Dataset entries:
▬▬▬▬▬▬

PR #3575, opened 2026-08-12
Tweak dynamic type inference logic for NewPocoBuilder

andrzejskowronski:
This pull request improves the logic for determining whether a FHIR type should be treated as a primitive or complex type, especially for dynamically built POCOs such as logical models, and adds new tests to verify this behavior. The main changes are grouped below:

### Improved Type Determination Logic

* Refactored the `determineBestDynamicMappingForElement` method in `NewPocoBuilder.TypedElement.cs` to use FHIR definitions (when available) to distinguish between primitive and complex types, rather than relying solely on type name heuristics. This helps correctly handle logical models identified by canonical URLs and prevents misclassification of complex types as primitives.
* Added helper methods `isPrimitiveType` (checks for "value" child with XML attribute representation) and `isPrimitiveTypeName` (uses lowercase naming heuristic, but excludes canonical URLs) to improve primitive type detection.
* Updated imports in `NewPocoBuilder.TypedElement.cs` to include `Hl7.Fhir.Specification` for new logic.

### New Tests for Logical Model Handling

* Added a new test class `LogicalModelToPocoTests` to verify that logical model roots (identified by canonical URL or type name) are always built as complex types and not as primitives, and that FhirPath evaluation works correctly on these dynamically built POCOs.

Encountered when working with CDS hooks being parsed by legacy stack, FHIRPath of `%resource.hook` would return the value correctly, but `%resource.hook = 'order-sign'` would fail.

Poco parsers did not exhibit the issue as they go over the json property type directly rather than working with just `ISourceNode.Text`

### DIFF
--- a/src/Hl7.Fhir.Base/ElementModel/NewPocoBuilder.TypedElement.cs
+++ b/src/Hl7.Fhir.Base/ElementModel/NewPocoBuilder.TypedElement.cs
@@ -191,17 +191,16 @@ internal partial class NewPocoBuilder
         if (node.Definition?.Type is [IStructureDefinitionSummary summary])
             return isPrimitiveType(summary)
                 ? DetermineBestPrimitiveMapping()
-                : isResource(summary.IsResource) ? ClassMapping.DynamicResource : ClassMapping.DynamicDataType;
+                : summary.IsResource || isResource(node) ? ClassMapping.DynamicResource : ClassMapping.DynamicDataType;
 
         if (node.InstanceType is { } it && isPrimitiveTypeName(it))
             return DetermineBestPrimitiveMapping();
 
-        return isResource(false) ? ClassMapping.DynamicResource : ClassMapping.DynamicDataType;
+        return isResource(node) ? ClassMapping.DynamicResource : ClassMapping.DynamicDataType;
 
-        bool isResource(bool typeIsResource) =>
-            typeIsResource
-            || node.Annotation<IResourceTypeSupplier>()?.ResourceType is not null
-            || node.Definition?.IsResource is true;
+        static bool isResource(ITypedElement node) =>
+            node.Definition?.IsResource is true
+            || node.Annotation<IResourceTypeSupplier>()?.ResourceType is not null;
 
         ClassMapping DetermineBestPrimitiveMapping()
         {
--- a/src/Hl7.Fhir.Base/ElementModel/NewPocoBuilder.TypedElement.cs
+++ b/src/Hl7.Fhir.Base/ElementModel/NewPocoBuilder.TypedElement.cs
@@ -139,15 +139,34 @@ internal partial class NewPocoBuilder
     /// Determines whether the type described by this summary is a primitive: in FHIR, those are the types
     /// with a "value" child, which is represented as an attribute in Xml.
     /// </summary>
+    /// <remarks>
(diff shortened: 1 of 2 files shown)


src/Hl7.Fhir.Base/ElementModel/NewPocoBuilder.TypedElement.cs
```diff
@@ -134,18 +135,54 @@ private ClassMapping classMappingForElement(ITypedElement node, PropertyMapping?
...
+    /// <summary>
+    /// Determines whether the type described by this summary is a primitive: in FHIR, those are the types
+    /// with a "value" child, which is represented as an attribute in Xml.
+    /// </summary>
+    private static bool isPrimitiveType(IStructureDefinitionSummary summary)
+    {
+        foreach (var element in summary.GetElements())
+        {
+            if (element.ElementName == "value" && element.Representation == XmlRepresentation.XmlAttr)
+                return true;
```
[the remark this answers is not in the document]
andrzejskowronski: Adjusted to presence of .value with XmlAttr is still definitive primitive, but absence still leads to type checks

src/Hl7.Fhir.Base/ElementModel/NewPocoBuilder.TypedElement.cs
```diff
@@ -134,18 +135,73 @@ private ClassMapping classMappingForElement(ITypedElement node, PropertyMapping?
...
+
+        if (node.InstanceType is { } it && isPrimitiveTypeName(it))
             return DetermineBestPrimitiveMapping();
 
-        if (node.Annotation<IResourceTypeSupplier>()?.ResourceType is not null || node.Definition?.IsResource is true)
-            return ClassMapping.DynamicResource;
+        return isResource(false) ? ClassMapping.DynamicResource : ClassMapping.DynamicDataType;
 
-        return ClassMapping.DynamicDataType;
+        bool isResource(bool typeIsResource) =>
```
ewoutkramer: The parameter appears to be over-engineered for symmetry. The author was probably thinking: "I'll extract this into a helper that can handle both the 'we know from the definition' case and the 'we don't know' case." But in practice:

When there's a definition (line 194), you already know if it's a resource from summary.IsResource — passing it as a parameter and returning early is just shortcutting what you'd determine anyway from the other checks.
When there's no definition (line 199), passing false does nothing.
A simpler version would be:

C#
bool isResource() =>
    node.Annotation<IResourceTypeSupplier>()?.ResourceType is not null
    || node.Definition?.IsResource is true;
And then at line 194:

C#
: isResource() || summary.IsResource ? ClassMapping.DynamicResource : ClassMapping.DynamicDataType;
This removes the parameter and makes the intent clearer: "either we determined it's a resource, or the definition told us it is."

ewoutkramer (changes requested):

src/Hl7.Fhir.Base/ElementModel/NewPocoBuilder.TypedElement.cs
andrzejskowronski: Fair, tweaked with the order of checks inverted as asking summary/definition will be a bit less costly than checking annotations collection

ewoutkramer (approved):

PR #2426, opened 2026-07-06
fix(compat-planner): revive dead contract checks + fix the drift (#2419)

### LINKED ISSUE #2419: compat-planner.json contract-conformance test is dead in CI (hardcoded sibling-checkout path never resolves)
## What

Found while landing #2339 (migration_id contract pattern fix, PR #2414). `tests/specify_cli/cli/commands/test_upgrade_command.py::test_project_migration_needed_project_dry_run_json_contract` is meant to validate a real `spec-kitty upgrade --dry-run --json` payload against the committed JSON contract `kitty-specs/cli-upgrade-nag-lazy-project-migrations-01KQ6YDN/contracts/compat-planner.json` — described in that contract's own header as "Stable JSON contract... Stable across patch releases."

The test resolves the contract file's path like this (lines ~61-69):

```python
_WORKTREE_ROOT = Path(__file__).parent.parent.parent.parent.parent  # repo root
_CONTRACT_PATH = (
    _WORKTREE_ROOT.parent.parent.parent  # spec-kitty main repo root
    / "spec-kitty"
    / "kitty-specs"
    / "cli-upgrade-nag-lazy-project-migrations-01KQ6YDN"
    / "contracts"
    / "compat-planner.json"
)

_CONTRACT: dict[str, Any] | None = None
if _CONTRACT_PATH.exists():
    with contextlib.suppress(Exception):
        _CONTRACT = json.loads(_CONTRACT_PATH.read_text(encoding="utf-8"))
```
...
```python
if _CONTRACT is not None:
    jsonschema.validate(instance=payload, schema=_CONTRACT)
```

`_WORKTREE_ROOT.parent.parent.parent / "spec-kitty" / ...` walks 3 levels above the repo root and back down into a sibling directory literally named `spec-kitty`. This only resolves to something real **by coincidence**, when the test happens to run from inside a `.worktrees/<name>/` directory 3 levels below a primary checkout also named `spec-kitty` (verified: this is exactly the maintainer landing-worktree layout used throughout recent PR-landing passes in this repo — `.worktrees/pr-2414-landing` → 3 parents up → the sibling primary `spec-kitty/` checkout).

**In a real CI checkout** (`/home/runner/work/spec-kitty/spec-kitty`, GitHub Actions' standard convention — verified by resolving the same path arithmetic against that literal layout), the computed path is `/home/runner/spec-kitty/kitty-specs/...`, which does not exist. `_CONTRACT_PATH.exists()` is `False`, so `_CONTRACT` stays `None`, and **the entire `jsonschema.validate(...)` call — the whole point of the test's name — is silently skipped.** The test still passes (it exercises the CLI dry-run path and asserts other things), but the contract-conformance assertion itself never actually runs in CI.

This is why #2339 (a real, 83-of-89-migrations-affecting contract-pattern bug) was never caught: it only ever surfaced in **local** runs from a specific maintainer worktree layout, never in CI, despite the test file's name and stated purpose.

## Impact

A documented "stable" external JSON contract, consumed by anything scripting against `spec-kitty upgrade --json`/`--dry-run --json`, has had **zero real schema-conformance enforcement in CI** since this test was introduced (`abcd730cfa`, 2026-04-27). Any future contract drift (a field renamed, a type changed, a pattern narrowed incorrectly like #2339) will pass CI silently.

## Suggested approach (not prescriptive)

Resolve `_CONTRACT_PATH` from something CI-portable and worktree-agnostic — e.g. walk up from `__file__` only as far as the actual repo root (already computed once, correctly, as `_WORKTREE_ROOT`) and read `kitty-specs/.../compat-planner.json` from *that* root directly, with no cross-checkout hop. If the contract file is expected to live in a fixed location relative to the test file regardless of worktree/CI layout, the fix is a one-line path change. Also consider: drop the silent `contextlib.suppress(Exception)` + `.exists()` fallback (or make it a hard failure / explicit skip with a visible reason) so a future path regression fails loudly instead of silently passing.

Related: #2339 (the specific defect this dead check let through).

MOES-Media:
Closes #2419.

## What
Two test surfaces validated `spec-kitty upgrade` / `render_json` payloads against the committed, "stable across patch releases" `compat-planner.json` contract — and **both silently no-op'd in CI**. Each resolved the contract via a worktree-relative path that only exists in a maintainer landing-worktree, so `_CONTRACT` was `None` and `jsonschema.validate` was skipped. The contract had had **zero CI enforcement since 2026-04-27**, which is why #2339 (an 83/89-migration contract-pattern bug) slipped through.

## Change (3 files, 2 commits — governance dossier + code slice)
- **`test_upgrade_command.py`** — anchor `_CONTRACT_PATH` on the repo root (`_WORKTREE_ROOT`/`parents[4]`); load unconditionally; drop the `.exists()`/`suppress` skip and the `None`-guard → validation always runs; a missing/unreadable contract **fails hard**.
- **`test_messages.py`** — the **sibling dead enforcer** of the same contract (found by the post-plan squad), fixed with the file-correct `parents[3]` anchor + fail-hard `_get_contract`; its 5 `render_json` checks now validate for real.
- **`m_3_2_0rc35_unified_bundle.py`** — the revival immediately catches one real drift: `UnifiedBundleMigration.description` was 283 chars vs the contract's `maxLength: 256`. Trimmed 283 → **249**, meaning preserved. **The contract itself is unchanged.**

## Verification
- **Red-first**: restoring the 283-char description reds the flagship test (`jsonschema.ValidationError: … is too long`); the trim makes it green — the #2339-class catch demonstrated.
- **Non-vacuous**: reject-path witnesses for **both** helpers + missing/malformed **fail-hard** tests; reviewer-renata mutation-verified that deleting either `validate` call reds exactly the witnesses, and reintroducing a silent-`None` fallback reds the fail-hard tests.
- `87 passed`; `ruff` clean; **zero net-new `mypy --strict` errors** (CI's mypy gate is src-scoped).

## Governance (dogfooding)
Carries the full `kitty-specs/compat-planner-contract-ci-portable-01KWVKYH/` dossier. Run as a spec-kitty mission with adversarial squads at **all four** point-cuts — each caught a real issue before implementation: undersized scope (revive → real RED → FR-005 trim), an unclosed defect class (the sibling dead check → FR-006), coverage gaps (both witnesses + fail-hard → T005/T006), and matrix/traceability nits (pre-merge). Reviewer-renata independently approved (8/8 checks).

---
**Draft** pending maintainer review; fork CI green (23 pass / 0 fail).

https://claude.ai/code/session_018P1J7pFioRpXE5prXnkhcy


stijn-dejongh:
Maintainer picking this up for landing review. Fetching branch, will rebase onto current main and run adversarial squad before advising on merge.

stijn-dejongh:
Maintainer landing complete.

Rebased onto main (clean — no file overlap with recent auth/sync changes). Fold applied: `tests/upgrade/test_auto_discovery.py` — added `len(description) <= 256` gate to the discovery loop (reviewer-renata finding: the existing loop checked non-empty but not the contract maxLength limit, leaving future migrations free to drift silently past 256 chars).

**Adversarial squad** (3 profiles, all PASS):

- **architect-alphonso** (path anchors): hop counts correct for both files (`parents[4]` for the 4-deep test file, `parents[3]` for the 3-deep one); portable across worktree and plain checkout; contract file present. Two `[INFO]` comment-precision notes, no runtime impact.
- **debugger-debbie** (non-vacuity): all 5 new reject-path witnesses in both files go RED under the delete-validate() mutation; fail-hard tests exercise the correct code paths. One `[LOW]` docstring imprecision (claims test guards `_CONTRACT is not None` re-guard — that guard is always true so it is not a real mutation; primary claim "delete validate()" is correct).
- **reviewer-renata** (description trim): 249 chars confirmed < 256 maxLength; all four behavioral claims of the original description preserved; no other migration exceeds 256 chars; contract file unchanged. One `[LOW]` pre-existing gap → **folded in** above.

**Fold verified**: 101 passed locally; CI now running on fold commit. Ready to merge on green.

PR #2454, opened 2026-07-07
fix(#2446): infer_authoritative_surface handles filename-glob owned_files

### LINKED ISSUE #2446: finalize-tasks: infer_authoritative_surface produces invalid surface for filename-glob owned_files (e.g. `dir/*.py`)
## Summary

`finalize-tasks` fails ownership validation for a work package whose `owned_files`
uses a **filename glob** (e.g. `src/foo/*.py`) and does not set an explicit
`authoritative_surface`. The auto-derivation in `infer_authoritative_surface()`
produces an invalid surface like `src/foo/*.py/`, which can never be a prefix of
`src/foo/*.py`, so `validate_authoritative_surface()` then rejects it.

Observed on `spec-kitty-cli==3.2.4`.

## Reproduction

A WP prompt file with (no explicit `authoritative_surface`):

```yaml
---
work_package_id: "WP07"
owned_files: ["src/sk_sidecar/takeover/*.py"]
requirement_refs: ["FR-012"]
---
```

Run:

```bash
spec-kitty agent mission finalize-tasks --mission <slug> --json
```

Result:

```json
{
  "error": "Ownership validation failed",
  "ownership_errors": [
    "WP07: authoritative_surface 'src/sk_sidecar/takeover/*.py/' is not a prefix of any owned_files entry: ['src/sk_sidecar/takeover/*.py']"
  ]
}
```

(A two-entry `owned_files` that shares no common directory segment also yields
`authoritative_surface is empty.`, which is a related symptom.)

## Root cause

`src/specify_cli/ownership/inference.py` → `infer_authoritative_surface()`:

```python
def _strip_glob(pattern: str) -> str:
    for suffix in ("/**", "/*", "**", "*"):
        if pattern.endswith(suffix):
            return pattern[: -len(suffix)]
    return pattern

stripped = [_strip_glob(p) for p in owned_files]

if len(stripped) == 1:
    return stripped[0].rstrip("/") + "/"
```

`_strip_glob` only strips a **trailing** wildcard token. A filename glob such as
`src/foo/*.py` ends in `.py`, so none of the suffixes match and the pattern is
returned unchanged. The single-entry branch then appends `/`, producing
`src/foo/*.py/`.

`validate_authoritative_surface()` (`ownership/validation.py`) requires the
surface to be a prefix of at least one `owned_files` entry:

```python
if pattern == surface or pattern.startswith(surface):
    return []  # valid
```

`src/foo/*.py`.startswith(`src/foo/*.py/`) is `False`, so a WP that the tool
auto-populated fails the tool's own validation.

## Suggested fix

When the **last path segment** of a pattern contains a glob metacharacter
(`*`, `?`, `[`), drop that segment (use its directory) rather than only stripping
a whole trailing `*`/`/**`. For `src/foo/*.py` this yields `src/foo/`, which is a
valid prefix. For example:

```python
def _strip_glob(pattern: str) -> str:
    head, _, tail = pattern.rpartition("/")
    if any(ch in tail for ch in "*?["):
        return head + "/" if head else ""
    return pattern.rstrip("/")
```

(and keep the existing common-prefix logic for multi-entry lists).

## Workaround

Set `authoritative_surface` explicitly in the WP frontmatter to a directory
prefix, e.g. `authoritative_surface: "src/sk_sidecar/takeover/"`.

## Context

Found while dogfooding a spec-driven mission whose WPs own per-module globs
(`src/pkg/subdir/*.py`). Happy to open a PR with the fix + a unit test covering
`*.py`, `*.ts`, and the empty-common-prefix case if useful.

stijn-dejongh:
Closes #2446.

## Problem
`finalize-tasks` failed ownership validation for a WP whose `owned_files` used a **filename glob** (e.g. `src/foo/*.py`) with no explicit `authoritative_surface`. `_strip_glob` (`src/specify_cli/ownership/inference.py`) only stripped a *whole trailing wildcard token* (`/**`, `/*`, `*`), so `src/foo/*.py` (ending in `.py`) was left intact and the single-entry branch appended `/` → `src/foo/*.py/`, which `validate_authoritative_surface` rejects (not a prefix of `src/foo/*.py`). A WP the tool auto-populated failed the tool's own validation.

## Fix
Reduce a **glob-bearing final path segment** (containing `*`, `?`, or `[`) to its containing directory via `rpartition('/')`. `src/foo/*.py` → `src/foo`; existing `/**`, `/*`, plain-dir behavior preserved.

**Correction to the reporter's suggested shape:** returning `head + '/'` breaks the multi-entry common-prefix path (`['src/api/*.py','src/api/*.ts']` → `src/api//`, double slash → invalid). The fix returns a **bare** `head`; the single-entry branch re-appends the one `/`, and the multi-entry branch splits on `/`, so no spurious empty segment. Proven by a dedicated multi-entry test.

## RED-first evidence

▬▬▬▬▬▬

• _Exercise directions_:
Reproduce the records above line by line, without any change, up to and including the line that holds "### Improved Type Determination Logic".

• _Solution to this task_:
PR #3575, opened 2026-08-12
Tweak dynamic type inference logic for NewPocoBuilder

andrzejskowronski:
This pull request improves the logic for determining whether a FHIR type should be treated as a primitive or complex type, especially for dynamically built POCOs such as logical models, and adds new tests to verify this behavior. The main changes are grouped below:

### Improved Type Determination Logic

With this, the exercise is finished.